2.12k reviews for:

The Corrections

Jonathan Franzen

3.74 AVERAGE

emotional reflective tense fast-paced
Plot or Character Driven: Character
Strong character development: Yes
Loveable characters: Complicated
Diverse cast of characters: Complicated
Flaws of characters a main focus: Yes

Fantastic in every, no, I correct: most of the details. Admirable how one family is being disected in to smaller stories that accumulate back to one.

A book where all the characters are miserable. They are miserable in the sense that they are very unhappy, and miserable in the other sense in that it would not be enjoyable to know them in real life.

But the misery is what makes this book enjoyable. It's full of great prose that allows you to understand all these family members even if you don't sympathize with them and then it finds a way for you to somehow still want the best for them at the end. On top of it all, it's funny and gives a unique perspective on topics as varied as disability, the role of family, lust, revenge, desire, anti-depressants, and status.

So much of the prose is great, but too long to include in a Goodreads review. But here are two that I liked:

"And yet Sylvia was struck by the contrast between the online porn and her unfinished drawing of Withers. Unlike ordinary lust, which could be appeased by pictures or by pure imagination, the lust for revenge could not be tricked. The most graphic image couldn't satisfy it. This lust required the death of a specific individual, the termination of a specific history. As the menus said: NO SUBSTITUTIONS."

----------------

"Aslan will help you," Hibbard assured her in a more sober voice. "A lot of travelers consider it a more important investment even than cancellation insurance. With all the money you've paid for the privilege of being here, Enith, you have a right to feel your best at every moment. A quarrel with your spouse, anxiety about a pet you've left behind, a perceived snub where none was intended: you can't afford these bad feelings. Think of it this way. If Aslan prevents you from missing just one prepaid Pleasurelines activity due to your subclinical dysthymia, it has paid for itself, by which I mean that your flat-fee consultation with me, at the end of which you'll receive eight complimentary SampLpaks of thirty-milligram Aslan 'Cruiser,' has paid for itself."

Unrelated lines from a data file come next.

Issue #19, opened 2018-02-28
Add _dup() and _peek() functions for libmodulemd


sgallagher:
After conversations with GNOME folks, it was made clear that a "proper" GObject API should have both `object_peek()` and `object_dup()` methods. The `object_peek()` methods would be the same functionality as currently provided by `object_get()` in libmodulemd and should be implemented as deprecating the latter.

`object_dup()` methods must return a deep copy of the property.

PR #20, opened 2018-03-01
(SEMVER-MINOR) Add peek(), dup() and copy() functions to all libmodulemd objects

sgallagher:
Addresses:
https://github.com/fedora-modularity/libmodulemd/issues/19


sgallagher:
Withdrawing this one as I have more changes coming (and reworked a few bits of this as a result).

Issue #39, opened 2018-04-12
libmodulemd should provide a prioritized merging routine for modules and defaults


sgallagher:
When dealing with multiple repositories, we need to handle how to merge content. For example, if we have a release repository (`fedora-modular`) and an updates repository (`fedora-modular-updates`) and both provides differing profiles in a modulemd-defaults file, we need to prefer the `fedora-modular-updates` version.

sgallagher:
Addendum: in the event that there is a collision between two entries with the same priority value, it must be considered an error.

PR #40, opened 2018-04-13
Add merging functions for modulemd-defaults streams

sgallagher:
This set of patches adds routines that clients can use to manage defaults coming from multiple locations. The client application will need to assign priorities to these YAML streams in an appropriate manner (for example, DNF might add a new config option to the repo file called `module_priority`).

The client can then construct a `Modulemd.Prioritizer` object using its `Prioritizer.add()` function which can be fed the array output from `Modulemd.objects_from_file()` (or `_from_string()`) and the priority value above. Once all of the repos are added at their appropriate priorities, call `Prioritizer.resolve()` to get back an object array that has been appropriately merged.

See the associated tests for details.

ping @dmach
Resolves: #39


modulemd/modulemd-prioritizer.c
```diff
@@ -0,0 +1,209 @@
...
+  g_autoptr (GPtrArray) concat_objects = NULL;
+  g_autoptr (GPtrArray) merged_objects = NULL;
+  gint64 *prio = NULL;
+  gsize i;
+
+  g_return_val_if_fail (MODULEMD_IS_PRIORITIZER (self), FALSE);
+  g_return_val_if_fail (error == NULL || *error == NULL, FALSE);
+
+  prio = g_new0 (gint64, 1);
+  *prio = priority;
```
ignatenkobrain: why not simply `prio = &priotiry`?

sgallagher: I originally had that and it took me almost two hours to discover that it was the source of a memory-corruption issue I was dealing with. The safest way to keep a key valid in GHashTable is to allocate it and associate that memory with the table.

modulemd/modulemd-simpleset.c
```diff
@@ -374,3 +374,68 @@ modulemd_simpleset_new (void)
...
+        }
+    }
+
+  /* If we made it here, everything must have matched */
+  ret = TRUE;
+
+done:
+  if (set_a)
+    {
+      for (i = 0; set_a[i]; i++)
```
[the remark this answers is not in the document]
sgallagher: Mostly because I didn't know it existed. I'll use it.

sgallagher:
I made the following changes:
* Fixed two minor memory leaks
* Switched to `g_strvfree()` for `Modulemd.SimpleSet.is_equal()`
* Adjusted the merging tests to match the API expectation (the internal state is not guaranteed after a merge conflict, even though it's safe today).

modulemd/modulemd-simpleset.c
```diff
@@ -374,3 +374,54 @@ modulemd_simpleset_new (void)
...
+  if (modulemd_simpleset_size (self) != modulemd_simpleset_size (other))
+    {
+      /* If they have a different number of strings in the set, they can't
+       * be identical.
+       */
+      ret = FALSE;
+      goto done;
+    }
+
+  set_a = modulemd_simpleset_dup (self);
```
ignatenkobrain: why not simply `g_auto (GStrv) set_a ...`

sgallagher: Didn't think of it. Updated.

modulemd/modulemd-simpleset.c
```diff
@@ -374,3 +374,52 @@ modulemd_simpleset_new (void)
...
+          /* No match, so this simpleset is not equal */
+          ret = FALSE;
+          goto done;
+        }
+    }
+
+  /* If we made it here, everything must have matched */
+  ret = TRUE;
+
+done:
```
ignatenkobrain: now you don't need to have goto, just `return FALSE` from inner loop and return TRUE here ;)

modulemd/test-modulemd-defaults.c
```diff
@@ -393,6 +393,331 @@ modulemd_defaults_test_missing_default_from_profile (DefaultsFixture *fixture,
...
+
+  objects = modulemd_objects_from_file (yaml_path, &error);
+  g_clear_pointer (&yaml_path, g_free);
+  g_assert_nonnull (objects);
+  g_assert_cmpint (objects->len, ==, 6);
+
+  merged_base = modulemd_merge_defaults (objects, NULL, FALSE, &error);
+  if (!merged_base)
+    {
+      fprintf (stderr, "Error merging defaults: %s\n", error->message);
```
ignatenkobrain: g_warning? or you can actually even use g_error.

sgallagher: I intentionally didn't use those because they terminate immediately. I meant to go back and test that the error->code and quark match as well and forgot to do that. I'll fix that up later.

Issue #45, opened 2018-04-17
Prioritizer: add() should throw an error on priority that is out of range


dmach:
When priority is a too big number it either overflows or add() fails:
`module_defaults_prioritizer.add(defaults, 99999999999)`
The result is that the added defaults are not present in the prioritizer output.

sgallagher:
OK, I'll add a `MODULE_DEFAULT_PRIORITY_MAX` `#define` to the public header and validate that the priority doesn't exceed that.

PR #49, opened 2018-04-18
Prioritizer: Set minimum and maximum values

sgallagher:
The Prioritizer will now disallow values below 0 or above 1000 and
will return FALSE and an error code if this occurs.

Fixes: https://github.com/fedora-modularity/libmodulemd/issues/45


sgallagher:
@contyk The reason it's signed is because GHashTable has built-in capability to handle gint64 keys, but not guint64 keys. It would be more effort than it's worth to make it signed.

At times heavy-handed, and overall a little unbelievable in its coincidences (both fortunate and misfortunate), this book still manages to capture the complexity of a cast of very different characters in a very compelling way. I found myself regularly alternating between hating and loving (or, at least, pitying) them all a bit, and the narrative style did a good job of balancing when those sensations occurred. I read this largely due to reading about Franzen's friendship with David Foster Wallace and the ideas they discussed regarding fiction, and viewing it somewhat through that lens provided an interesting jumping-off point, but the ideas definitely stand on their own regardless.

A look at the eccentricities of the average family. 
Each character is so unique, and flawed, and frustrating in their own way. One in particular seemed downright evil and I cringed when I read her name.

Well written and engaging this book was a pleasant surprise

Forever famous, if nothing else, at least for the fight he put up about Oprah choosing his book. Too bad that's the only reason this book ever hit ANYONE'S radar. So, if Franzen is still enough of a butthole to be cursing Oprah from the yacht that her publicity bought him, he deserves his own unhappiness.

cnewquist's review

4.0
challenging dark emotional funny reflective sad slow-paced
Plot or Character Driven: Character
Strong character development: Yes
Loveable characters: No
Diverse cast of characters: No
Flaws of characters a main focus: Yes

Thoroughly enjoyable but I’ll be damned if I liked a single character.
challenging emotional funny reflective sad slow-paced
Plot or Character Driven: Character
Strong character development: Yes
Loveable characters: Yes
Diverse cast of characters: Complicated
Flaws of characters a main focus: Yes

Hmmm. That was interesting and also kind of a messy book. I think there were genuinely intriguing criticisms of pre-Y2K society, but also some genuinely stupid sexual generalizations about women. I think three stars should call it even (though probably a little generous).

bedivine's review against another edition

DID NOT FINISH

I hated every character in this book so much, I couldn't finish reading it. I wanted them all to die in a firey explosion

*Spoiler: I did read the last page and was disappointed to find they did not.